Transfer function varies because of physical shape of the are the speakers are in? Like the corners of the kicks could be getting boundary loading to reinforce that area and doors aren't?

I swear, I don't know if it is me, my lack of skills, or what not...but I can't get the kicks in any car that I've had have the same amount of midbass output as the AP doors in the old Accord or the rear deck of my IS300. Maybe enclosure related...


----------



## PsyCLown

This thread has inspired me to actually follow up with what I have been wanting to do for a very very long time and do it in my car, try run a HE setup although SQ orientated.

Midrangs upwards should not be too much of an issue, the problem though starts to arise with the midbass and lower frequencies - space is very limited in my very tiny city car.
Was thinking some dash pods consisting of a 4" midrange and 1" tweeter.

Not sure how I would get some decent bass out of small enclosures / in doors from smaller HE drivers (when I say smaller, I mean like 6.5"). Then the subwoofer, what to do...


With the right drivers, enclosure and crossovers there is no reason a HE system cannot sound as good (if not much better) than a more conventional Hi-Fi setup.
I have heard some really expensive, high end and highly regarded shop purchased SE speakers, heard some highly regarded SE DIY speakers and have heard a hybrid DIY setup (higher than normal midbass with HE midrange in a more "reasonable" enclosure) and the last one blew me away and was by far the best I have yet to hear. The soundstage is something I can only dream of for now.

The person then went on to build a full HE setup, used some Beyma AMT's with some Beyma 15" mids and according to him clearly confirmed that his previous system was lacking something and did not sound very good. Not to mention the fact that listening to a brand live through PA setups is just something else. It has a sense of "effortless-ness" to it, the kick it provides you with on a kick drum even listening to some electronic music at a club on some well built DIY bass horns compared to the store purchased PA subs (I think they're sealed or vented most of the time - Behringers, Wharfdales, JBL's) is something out. Something I have never experienced with a SE setup.

Spoken to quite a few who have been in the audio game for longer than I have been alive and they too have yet to experience a SE setup that has the same characteristics as a good HE setup can have.


----------



## thehatedguy

There is no such thing as small HE bass drivers.


----------



## PsyCLown

thehatedguy said:


> There is no such thing as small HE bass drivers.


My point exactly 

I will either need to become extremely creative or it's not happening.
Perhaps a combination, HE for the mids and SE for the bass. 

I think I should keep quiet now, not my thread.

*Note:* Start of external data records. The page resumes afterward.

PR #215, opened 2020-02-21
remove bme/BME from variable names, fixes #210

### LINKED ISSUE #210: remove bme(280) from variable / function names
we should remove the "bme(280)".

the sensor name does not matter for the temperature, pressure, humidity values.

so only hw-specific bme280 code should keep it.

ThomasWaldmann:


rexfue:
If you really think, that that must be, then merge.

ThomasWaldmann:
yeah, I do think so.

we might be some day using a BME999 or some totally different sensor, who knows.

PR #216, opened 2020-02-21
use a bitfield for the dipswitches, fixes #209

### LINKED ISSUE #209: use bitfield for switches
https://github.com/ecocurious2/MultiGeiger/pull/200#discussion_r380385383

ThomasWaldmann:


multigeiger/multigeiger.ino
```diff
@@ -115,12 +115,12 @@ void setup() {
 void loop() {
   unsigned long time_difference;
   unsigned int HV_pulse_count;
-  char *sw;
+  Switches switches;
```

Sorry.


----------



## Horsemanwill

anyone know anything about these?

TS-M800PRO - 8" PRO Series Mid-Bass Driver | Pioneer Electronics USA


----------



## brett

i will add my suggestion, albeit not as educated as some other guys here, just prior experience.

i use and love my morel h8.1. to me, it does so much really well. it's fairly effecient, still takes nice amounts of power and is super easy to install. now, what i will add, is that i currently have these sealed (kinda) in my doors. I also have my vifa pl's in my kicks. what i've found is that morels in the doors get really low, but the vifas in the kicks are just so much easier to time align and get to sound good.

what i would suggest is taking a look at these and putting them in your kicks. this is what i plan to do this spring and im very anxious to hear results.

ive not done testing on these as i dont have the tools, but what do you other guys think? 

also, found this on ebay; im sure you could make an offer for one, or two pairs!... (not my auction!!!)

Morel MW 220 8 1 2 inch Woofer 3" Voice Coil Aluminum Wire and Former New | eBay


----------



## JoshHefnerX

Yes I'm playing thread necromancer here..... 

Was reading all this talk about dynamics and efficiency. I can say that Mikey's truck is very dynamic. But, so is the 'Magic Bus' and that's using Dyns all around. I don't remember how much power he's running, but I do remember snare drums being very comparable to a gunshot, so I know traditional hi-fi drivers can sound very snappy/dynamic. Admittedly, Jon's got a TON of work in that van, hence the 'magic' part.... lol

Josh


----------



## edzyy

Those dyn's also cost a small fortune....Which people seem to never take into account.


----------



## BuickGN

JoshHefnerX said:


> Yes I'm playing thread necromancer here.....
> 
> Was reading all this talk about dynamics and efficiency. I can say that Mikey's truck is very dynamic. But, so is the 'Magic Bus' and that's using Dyns all around. I don't remember how much power he's running, but I do remember snare drums being very comparable to a gunshot, so I know traditional hi-fi drivers can sound very snappy/dynamic. Admittedly, Jon's got a TON of work in that van, hence the 'magic' part.... lol
> 
> Josh


I don't want to speak for Jon but from what I remember he's running 2-3x the rms rating for each speaker. Maybe Jon can correct me if I'm wrong, but I know he has a lot of power. For my own system, when I pretty much doubled power on every driver it really came to life. Also, time alignment. I think I just got it "right" a couple months ago and it gets louder with less volume knob and sounds more dynamic.


----------



## cubdenno

BuickGN said:


> I don't want to speak for Jon but from what I remember he's running 2-3x the rms rating for each speaker. Maybe Jon can correct me if I'm wrong, but I know he has a lot of power. For my own system, when I pretty much doubled power on every driver it really came to life. Also, time alignment. I think I just got it "right" a couple months ago and it gets louder with less volume knob and sounds more dynamic.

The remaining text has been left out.